** DATA SUPPLIED follows **

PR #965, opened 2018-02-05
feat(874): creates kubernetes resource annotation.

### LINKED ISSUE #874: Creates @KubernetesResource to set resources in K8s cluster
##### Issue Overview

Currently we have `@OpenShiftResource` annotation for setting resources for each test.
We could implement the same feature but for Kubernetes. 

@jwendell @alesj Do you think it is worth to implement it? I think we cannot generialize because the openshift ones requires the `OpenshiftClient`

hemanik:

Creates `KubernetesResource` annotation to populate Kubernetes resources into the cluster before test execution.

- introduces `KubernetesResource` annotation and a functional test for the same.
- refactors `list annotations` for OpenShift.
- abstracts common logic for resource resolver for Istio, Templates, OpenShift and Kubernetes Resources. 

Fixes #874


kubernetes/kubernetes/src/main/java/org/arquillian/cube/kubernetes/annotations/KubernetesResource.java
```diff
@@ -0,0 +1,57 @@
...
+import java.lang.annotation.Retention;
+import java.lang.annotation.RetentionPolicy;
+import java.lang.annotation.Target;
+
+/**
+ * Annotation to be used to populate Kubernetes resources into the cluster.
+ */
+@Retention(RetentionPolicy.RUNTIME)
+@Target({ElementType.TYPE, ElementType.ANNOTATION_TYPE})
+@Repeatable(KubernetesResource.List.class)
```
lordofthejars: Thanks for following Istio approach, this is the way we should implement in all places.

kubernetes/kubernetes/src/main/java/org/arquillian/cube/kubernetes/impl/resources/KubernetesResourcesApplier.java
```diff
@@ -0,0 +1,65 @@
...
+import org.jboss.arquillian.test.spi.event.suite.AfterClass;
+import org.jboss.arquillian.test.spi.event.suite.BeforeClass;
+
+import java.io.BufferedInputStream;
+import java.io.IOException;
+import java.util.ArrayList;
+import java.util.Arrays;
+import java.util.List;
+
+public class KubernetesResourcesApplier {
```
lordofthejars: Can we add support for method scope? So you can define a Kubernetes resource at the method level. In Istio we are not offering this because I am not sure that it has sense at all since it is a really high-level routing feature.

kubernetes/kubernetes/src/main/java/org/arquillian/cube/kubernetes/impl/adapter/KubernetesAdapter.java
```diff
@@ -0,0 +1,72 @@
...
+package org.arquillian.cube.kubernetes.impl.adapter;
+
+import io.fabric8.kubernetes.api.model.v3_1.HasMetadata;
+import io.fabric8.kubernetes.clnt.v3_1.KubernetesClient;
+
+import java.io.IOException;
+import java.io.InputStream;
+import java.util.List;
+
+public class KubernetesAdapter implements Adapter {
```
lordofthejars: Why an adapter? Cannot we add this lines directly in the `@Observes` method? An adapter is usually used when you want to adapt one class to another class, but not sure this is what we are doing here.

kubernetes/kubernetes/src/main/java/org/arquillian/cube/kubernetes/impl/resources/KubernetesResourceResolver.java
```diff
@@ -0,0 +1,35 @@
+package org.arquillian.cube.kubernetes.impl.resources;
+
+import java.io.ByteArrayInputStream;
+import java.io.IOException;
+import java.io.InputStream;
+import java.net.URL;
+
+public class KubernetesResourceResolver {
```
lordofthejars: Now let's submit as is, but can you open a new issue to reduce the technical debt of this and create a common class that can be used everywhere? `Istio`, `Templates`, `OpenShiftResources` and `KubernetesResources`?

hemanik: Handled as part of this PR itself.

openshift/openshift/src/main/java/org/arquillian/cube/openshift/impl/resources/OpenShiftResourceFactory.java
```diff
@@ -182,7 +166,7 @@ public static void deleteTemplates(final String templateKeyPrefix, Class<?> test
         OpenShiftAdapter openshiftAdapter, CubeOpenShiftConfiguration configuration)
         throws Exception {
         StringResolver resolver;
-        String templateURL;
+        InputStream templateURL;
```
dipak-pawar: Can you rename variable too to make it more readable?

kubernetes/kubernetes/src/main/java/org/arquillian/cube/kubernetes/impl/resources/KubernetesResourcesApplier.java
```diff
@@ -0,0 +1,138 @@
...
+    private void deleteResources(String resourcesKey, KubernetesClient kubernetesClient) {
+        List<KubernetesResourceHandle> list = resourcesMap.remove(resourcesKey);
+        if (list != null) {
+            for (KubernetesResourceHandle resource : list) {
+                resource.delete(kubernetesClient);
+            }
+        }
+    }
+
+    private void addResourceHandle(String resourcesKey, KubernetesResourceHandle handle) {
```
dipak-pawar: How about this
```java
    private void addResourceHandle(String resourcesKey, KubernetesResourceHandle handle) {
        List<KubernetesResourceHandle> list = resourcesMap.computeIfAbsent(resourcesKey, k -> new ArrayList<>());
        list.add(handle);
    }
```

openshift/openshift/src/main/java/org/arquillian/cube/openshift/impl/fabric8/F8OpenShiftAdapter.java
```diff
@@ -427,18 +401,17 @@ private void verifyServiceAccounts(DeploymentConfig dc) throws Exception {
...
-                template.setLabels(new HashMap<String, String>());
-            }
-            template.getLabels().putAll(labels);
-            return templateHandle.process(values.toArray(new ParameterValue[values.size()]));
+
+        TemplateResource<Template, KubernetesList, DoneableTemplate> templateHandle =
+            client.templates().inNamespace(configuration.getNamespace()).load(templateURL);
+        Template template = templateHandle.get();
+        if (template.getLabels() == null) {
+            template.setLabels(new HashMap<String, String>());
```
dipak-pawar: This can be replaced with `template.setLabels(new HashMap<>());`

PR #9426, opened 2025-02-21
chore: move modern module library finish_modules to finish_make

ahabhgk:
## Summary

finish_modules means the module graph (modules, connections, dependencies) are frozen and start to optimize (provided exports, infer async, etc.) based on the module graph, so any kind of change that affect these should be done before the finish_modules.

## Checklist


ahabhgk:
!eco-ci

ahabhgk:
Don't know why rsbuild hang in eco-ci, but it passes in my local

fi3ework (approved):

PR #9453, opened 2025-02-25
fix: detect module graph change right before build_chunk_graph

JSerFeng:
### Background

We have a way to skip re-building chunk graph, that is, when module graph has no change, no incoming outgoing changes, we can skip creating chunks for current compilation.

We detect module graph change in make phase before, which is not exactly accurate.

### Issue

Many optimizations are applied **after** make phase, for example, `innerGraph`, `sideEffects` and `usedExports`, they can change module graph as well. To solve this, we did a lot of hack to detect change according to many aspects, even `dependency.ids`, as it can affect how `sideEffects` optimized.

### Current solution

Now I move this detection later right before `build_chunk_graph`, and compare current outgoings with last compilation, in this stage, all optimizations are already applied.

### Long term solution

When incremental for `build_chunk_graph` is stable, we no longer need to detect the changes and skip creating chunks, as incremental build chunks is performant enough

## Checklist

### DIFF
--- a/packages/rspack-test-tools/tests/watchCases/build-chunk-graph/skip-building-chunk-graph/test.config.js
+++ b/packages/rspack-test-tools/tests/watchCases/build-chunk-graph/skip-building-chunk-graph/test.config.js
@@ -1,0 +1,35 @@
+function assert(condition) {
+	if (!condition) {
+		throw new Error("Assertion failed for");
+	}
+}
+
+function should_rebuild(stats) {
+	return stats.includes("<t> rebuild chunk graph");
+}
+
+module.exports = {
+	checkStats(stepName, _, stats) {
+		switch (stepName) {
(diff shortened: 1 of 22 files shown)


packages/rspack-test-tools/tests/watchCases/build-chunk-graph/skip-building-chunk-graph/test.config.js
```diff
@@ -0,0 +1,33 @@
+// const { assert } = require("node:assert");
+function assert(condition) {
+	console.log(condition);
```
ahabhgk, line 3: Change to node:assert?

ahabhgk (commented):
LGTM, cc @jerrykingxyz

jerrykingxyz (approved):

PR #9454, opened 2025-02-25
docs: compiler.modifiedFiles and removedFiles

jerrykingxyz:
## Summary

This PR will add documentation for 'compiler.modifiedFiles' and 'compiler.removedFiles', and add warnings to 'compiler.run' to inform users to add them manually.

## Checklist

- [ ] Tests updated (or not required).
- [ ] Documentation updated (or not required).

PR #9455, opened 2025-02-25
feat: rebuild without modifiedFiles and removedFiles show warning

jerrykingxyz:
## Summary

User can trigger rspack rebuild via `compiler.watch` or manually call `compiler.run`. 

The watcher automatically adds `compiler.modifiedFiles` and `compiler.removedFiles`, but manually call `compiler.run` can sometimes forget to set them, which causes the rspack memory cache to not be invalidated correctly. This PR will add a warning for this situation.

** End of DATA SUPPLIED **

| TASK TO CARRY OUT |
Where does the word "node" occur in the records? Return every line that holds it.

| EXPECTED ANSWER |
+// const { assert } = require("node:assert");
ahabhgk, line 3: Change to node:assert?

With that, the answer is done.